Each line of the entries below that includes "unlikely" belongs in your answer.

(Saved data entries):
-------

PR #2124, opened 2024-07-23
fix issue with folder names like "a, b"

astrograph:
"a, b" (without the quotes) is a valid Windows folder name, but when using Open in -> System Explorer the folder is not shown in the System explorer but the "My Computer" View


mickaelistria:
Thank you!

-------

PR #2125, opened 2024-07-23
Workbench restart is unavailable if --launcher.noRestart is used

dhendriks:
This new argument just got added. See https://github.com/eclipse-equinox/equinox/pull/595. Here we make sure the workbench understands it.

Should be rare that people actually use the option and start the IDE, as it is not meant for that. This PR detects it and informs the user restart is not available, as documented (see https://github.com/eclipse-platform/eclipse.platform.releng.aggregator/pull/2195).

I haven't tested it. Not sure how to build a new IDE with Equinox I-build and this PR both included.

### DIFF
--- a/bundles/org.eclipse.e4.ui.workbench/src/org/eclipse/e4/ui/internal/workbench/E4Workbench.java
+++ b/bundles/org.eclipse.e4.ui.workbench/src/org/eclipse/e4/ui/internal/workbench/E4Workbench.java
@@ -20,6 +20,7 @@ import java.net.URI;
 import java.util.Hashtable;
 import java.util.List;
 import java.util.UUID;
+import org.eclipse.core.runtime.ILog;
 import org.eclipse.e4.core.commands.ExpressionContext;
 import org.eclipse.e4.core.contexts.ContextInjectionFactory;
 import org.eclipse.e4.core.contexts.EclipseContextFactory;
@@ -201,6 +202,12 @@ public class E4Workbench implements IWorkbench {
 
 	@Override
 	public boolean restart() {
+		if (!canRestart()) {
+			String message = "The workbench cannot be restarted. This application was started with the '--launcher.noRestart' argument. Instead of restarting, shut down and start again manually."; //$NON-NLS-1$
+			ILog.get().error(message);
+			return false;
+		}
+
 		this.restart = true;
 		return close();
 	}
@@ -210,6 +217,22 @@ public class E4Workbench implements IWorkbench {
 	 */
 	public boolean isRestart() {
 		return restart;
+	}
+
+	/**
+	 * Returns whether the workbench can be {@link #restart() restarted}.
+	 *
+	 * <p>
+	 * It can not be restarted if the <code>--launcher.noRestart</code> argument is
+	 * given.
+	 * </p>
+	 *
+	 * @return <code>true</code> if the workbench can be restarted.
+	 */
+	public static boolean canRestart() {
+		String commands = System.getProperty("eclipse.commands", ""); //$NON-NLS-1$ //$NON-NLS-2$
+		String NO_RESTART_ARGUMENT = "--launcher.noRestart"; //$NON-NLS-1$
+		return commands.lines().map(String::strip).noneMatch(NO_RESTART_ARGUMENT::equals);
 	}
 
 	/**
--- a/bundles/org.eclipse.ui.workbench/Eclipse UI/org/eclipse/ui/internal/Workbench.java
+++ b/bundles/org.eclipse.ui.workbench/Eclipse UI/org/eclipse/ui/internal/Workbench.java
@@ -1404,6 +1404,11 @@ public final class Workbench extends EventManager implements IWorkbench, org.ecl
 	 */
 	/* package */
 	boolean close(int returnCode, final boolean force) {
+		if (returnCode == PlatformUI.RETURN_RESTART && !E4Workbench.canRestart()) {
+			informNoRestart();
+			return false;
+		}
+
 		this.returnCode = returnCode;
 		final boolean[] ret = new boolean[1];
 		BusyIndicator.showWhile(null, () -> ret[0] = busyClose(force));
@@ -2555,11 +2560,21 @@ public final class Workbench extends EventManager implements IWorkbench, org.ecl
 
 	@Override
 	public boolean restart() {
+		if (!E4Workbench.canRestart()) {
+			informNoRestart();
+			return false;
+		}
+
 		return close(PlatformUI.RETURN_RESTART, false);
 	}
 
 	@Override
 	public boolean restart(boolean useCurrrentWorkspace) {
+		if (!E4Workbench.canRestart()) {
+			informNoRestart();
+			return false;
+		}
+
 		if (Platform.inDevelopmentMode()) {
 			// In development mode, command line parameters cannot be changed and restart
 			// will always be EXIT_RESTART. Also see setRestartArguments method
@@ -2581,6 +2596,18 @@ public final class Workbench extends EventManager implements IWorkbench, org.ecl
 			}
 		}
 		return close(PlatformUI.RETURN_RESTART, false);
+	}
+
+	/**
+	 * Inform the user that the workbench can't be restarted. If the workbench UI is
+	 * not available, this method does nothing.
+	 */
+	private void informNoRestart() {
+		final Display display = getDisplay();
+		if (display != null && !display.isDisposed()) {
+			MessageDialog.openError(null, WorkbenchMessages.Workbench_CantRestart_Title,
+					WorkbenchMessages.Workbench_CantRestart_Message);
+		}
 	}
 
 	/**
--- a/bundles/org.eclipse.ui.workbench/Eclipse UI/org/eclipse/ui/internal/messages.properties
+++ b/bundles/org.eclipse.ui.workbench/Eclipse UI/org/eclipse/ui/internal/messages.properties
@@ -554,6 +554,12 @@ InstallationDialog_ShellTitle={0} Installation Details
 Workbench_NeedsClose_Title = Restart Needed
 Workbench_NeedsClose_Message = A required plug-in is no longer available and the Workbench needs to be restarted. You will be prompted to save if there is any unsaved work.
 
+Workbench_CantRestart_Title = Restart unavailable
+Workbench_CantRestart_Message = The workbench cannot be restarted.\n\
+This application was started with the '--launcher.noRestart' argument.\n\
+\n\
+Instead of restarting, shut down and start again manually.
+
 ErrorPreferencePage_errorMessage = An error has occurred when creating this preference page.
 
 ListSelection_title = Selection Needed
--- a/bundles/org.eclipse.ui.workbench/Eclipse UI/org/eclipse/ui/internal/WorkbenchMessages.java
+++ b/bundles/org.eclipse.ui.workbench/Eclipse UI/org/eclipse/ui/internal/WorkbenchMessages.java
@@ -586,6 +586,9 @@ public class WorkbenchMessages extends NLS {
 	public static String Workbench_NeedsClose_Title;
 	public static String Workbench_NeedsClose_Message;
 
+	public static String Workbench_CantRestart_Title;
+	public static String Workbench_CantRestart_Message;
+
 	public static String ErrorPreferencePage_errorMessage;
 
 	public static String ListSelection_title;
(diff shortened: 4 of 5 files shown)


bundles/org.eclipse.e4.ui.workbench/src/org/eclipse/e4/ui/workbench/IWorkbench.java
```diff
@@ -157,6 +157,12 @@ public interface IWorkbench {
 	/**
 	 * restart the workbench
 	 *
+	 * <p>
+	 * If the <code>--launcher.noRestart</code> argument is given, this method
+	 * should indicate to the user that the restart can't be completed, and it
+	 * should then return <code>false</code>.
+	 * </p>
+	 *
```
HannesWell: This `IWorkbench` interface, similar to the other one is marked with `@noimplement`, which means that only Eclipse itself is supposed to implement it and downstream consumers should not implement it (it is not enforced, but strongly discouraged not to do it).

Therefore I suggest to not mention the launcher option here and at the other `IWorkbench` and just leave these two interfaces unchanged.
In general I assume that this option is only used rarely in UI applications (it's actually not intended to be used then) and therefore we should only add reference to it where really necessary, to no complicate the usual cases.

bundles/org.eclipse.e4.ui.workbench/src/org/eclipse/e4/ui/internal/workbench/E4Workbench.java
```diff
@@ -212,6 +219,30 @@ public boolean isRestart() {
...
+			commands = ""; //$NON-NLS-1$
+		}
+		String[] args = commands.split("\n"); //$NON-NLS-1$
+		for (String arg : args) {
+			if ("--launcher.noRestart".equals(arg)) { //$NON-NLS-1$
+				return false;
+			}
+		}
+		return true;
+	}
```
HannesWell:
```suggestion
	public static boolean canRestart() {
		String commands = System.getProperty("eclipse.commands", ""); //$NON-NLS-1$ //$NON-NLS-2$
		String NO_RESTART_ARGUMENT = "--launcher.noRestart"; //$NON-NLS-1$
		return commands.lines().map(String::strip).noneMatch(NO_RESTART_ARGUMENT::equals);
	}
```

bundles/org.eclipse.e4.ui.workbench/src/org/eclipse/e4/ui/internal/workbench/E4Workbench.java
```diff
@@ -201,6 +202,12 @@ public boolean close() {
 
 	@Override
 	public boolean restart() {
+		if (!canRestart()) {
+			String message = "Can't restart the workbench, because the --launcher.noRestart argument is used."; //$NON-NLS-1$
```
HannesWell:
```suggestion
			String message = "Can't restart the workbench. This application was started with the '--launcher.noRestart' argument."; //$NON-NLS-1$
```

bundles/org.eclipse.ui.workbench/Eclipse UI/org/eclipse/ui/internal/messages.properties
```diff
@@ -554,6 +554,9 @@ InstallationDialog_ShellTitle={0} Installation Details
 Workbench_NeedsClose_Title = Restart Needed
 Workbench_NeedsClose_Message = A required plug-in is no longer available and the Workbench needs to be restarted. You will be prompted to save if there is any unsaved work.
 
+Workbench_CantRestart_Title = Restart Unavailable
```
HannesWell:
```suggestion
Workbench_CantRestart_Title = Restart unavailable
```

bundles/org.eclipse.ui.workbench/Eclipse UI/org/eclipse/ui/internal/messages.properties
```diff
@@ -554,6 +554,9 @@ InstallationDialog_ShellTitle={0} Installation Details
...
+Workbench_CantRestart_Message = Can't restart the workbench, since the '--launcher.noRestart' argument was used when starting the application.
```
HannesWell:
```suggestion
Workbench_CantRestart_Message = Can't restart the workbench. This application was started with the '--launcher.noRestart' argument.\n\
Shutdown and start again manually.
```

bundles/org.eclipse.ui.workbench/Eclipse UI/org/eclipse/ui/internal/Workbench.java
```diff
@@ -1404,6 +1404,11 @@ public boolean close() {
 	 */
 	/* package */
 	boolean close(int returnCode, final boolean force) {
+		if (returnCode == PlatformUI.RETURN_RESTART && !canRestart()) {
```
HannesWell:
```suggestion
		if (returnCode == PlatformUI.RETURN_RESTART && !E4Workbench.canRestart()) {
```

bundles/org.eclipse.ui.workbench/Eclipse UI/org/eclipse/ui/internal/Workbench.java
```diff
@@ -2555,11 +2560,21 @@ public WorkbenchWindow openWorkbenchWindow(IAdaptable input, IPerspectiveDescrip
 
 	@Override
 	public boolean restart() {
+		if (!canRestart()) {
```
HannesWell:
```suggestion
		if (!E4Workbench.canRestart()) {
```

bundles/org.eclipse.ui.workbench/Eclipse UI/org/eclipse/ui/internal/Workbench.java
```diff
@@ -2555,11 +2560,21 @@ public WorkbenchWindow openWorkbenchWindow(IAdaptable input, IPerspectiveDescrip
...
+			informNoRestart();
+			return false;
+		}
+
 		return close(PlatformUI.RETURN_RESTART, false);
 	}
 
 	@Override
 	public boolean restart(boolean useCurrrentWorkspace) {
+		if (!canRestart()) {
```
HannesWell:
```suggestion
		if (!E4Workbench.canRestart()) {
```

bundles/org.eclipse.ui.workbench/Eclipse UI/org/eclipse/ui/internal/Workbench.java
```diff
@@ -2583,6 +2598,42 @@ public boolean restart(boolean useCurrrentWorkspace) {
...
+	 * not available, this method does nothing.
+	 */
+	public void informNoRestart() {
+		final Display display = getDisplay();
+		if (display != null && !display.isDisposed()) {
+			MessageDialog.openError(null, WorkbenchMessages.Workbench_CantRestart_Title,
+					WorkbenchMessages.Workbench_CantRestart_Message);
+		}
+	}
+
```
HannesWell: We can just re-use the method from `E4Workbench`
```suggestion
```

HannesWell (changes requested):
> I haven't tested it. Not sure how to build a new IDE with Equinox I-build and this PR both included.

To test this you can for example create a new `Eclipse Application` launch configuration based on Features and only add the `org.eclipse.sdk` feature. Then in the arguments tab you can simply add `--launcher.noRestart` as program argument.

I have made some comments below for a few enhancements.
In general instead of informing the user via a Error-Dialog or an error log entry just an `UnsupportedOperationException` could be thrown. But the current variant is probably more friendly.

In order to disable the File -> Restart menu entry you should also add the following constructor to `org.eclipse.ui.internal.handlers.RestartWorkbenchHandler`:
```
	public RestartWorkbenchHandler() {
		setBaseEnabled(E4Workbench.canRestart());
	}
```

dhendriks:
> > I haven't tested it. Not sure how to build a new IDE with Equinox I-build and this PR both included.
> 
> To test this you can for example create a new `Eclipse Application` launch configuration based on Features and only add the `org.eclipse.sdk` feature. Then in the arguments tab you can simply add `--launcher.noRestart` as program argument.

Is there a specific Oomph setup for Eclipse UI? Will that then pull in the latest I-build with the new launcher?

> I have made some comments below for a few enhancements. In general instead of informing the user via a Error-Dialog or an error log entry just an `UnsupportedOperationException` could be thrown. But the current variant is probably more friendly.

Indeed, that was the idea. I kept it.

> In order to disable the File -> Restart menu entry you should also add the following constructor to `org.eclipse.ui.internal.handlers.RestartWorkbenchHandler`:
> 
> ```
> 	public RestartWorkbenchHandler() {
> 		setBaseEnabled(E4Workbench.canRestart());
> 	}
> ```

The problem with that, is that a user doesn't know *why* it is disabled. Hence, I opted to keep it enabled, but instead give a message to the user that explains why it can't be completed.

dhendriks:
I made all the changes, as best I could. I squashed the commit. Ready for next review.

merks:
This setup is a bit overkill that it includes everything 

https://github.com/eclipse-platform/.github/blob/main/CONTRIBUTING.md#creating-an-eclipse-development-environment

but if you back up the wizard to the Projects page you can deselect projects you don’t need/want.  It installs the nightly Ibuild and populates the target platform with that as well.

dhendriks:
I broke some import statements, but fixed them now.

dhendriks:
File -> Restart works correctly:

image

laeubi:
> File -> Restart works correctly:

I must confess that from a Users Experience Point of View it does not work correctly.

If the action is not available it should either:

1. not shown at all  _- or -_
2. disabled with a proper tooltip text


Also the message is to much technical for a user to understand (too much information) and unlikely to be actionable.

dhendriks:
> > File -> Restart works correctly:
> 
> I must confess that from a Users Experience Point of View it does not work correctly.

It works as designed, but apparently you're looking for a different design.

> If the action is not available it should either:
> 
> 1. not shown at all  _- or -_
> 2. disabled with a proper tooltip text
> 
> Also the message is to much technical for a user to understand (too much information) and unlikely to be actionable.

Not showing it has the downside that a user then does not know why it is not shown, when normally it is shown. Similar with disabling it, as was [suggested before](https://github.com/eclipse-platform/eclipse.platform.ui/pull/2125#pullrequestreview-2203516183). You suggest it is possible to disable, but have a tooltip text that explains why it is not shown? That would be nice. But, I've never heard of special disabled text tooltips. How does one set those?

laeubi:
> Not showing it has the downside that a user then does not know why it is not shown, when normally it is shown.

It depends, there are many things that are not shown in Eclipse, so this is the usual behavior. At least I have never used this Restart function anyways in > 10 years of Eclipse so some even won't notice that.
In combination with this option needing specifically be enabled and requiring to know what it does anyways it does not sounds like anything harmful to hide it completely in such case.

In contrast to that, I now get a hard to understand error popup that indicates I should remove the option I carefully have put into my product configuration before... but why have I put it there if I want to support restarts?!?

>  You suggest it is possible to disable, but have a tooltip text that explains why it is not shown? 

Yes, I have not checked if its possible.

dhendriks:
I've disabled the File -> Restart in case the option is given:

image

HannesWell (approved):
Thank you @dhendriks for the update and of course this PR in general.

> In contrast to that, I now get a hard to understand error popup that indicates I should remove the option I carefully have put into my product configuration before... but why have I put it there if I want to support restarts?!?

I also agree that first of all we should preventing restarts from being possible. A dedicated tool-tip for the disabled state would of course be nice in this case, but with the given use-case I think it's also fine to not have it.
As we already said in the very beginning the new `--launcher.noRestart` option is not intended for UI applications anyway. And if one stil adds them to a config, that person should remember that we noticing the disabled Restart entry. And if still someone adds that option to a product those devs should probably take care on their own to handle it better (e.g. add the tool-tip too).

-------

(Output for this task):
Also the message is to much technical for a user to understand (too much information) and unlikely to be actionable.
> Also the message is to much technical for a user to understand (too much information) and unlikely to be actionable.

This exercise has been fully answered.